Y en conclusión; la sociedad capitalista se ha levantado sobre la explotación del hombre por el hombre y se ha vestido con el traje de la hipocresía, el empresario explotador quiere aparecer ante los ojos de la sociedad como el benefactor del obrero, quiere a toda costa ocultar que lo único que le mueve al darle trabajo al obrero es su sed de ganancia. Y como en toda sociedad dividida en clases, la ideología dominante es la de la clase dominadora, toda la sociedad en su conjunto participa en esta conducta del engaño, de la simulación, de la falta de veracidad: salvo honrosas excepciones, los padres le mienten a los hijos, los hijos le mienten a los padres, el hombre engaña a la mujer y la mujer engaña al hombre. No falta quien presuma ante sus íntimos amigos de ser un maestro del engaño. Hay quienes calumnian con toda sangre fría hasta a su propia sombra sin sentir tal vez ningún remordimiento. Los políticos del folklor nacional son los mejores ejemplos de este tipo de seres, educados, amamantados y formados en la costumbre de mentir.Personas de este tipo se dicen militantes de la izquierda y no lo son, se dicen defensores del pueblo y no los son, se atreven algunos a llamarse revolucionarios y no son más que simples burócratas. José Revueltas criticó este tipo de deficiencias en las filas del extinto Partido Comunista Mexicano (PCM), y planteó la inexistencia del partido que debería ser la cabeza del proletariado mexicano; Revueltas fue expulsado del PCM y fundó una organización que posteriormente dio nuevos frutos, pero la tarea de construir la cabeza del proletariado mexicano todavía está por concluirse y es un hecho definitivo que en nuestro país, la izquierda no es realmente la izquierda. Esos partidos que se ostentan como de “oposición” solamente son equipos de burócratas arribistas, grupos de saltimbanquis de la política, hordas de lobos disfrazados de pastores.

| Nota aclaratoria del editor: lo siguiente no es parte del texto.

PR #11035, opened 2017-04-09
Remove unrecognized keys in fixFormat, closes #5452

### LINKED ISSUE #5452: Deny all the un-recognized fields in package.json?
Maybe we can deny all the fields that we cannot recognize in package.json so that we won't have this problem again?
https://github.com/cdnjs/cdnjs/commit/b435c303c5afe09de042eff3982e5670163c68d5

@cdnjs/intern @cdnjs/team-cdnjs

petrgazarov:
Pull request for issue: #5452 

# Git commit checklist
 * [x] The first line of commit message is less then 50 chars, be clean and clear, easy to understand.
 * [x] The parent of the commit(s) in the PR is not old than 3 days.
 * [x] Pull request is sending from a non-master branch with meaningful name.

___________________________________________________________________________________

Removes all unsupported keys from package.json when running `fixFormat`.
I looked at our existing validations, as well as cndjs-importer to figure out which fields we need to leave. If I missed some, please point it out. Thanks 😄

### DIFF
--- a/ajax/libs/EventEmitter/package.json
+++ b/ajax/libs/EventEmitter/package.json
@@ -19,7 +19,6 @@
     "url": "http://oli.me.uk/"
   },
   "license": "Unlicense",
-  "readmeFilename": "README.md",
   "autoupdate": {
     "source": "git",
     "target": "git://github.com/Olical/EventEmitter.git",
--- a/ajax/libs/angucomplete-alt/package.json
+++ b/ajax/libs/angucomplete-alt/package.json
@@ -4,7 +4,6 @@
   "version": "3.0.0",
   "description": "Awesome Autocompleteness for AngularJS",
   "author": "ghiden",
-  "email": "hidenari@gmail.com",
   "repository": {
     "type": "git",
     "url": "https://github.com/ghiden/angucomplete-alt.git"
--- a/ajax/libs/angular-cache/package.json
+++ b/ajax/libs/angular-cache/package.json
@@ -23,7 +23,6 @@
       ]
     }
   ],
-  "postinstall": "node node_modules/grunt-cli/bin/grunt build",
   "license": "MIT",
   "keywords": [
     "CacheFactory",
--- a/ajax/libs/angular-gantt/package.json
+++ b/ajax/libs/angular-gantt/package.json
@@ -15,7 +15,6 @@
     "chart",
     "angularjs"
   ],
-  "directories.doc": "docs",
   "autoupdate": {
     "source": "git",
     "target": "git://github.com/angular-gantt/angular-gantt.git",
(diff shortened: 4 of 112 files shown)


petrgazarov:
cc/ @PeterDaveHello @maruilian11 @IonicaBizau 

Hey guys, sorry didn't realize github will send notification before PR is opened. 👀 please

PeterDaveHello:
Looks awesome, I think it'll be even better if the coding style things can be separated into a different commit next time.

petrgazarov:
@PeterDaveHello Yeah! Totally forgot about the test.

PeterDaveHello:
@petrgazarov and if it failed, please also come up with a commit to fix the broken package.json :)

petrgazarov:
@PeterDaveHello Ah, I thought it's better to have one commit per change in the PR? Don't want to polute your commit history by adding commits that fix the previous, unmerged commit.

PeterDaveHello:
@petrgazarov I think it depends, they actually are really related, just like you can put the fix tool and the test in this same PR,

petrgazarov:
@PeterDaveHello I'll take a  look at the CI error tomorrow.  I think that with all the  libraries already there, there will have to be some corrections to their package.json files.  My understanding is that the test runs on all of them in CI? I'm not sure if I have enough CPU or memory to check out the entire repository.  Any insight  of a good way to update them?

PeterDaveHello:
@petrgazarov yeah all of them, if there is problem for you, I can update it.

petrgazarov:
Hey @PeterDaveHello sorry it take me a while to get to this, but should be viewable now. Because of memory constraints, I had to upload libs in multiple commits, then fixup all at the end. Something I noticed while running `fixFormat` -- a lot of libs have a problem with license (either don't have it, or have unrecognized one). Perhaps we should make it a required field in the test, and at the same time, go through the missing ones, and fill them one by one. Thoughts?

PeterDaveHello:
@petrgazarov thanks a lot, and sorry for the memory issue.

About the license issue, we are still trying to make them correct, as you can see there is progress here : #5500 #6324, but I have to say that it is really a hard work, some libraries are not under maintenance any more, some of them are even deleted from upstream, add it to the test is exactly what I want to do for years but still trying, now we can only make sure the new added libraries contain the correct license manually 😢

PeterDaveHello:
@petrgazarov sorry that I may be a little bit late, I wonder if we can temporarily keep some of the keys:
 - title
 - namespace

This PR and the code inside it it's very great and helpful 👍

petrgazarov:
Hey @PeterDaveHello, I added the two fields you mentioned to the list of recognized fields. Take a look when you have a chance. Thanks!

PeterDaveHello:
@petrgazarov thanks!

Por eso, cuando los antorchistas somos víctimas de la calumnia de quienes debieran propagar la verdad, cuando somos víctimas de represión por parte de quienes debieran defendernos, no estamos haciendo otra cosa más que comprobar, demostrar y demostrarnos, que Antorcha es la autentica organización de los pobres del país y por eso, los poderosos y sus jaurías se lanzan contra nosotros como fieras del mal. Y por eso también, cuando nos ladren debemos continuar caminando tranquilamente, seguros de que tarde o temprano, ellos quedarán al descubierto y serán confinados al lugar que les corresponde, el cual no es ni siquiera el basurero de la historia, sino la nada, pues ellos ante la realidad que es y llegará a serel antorchismo, ellos digo, son la nada.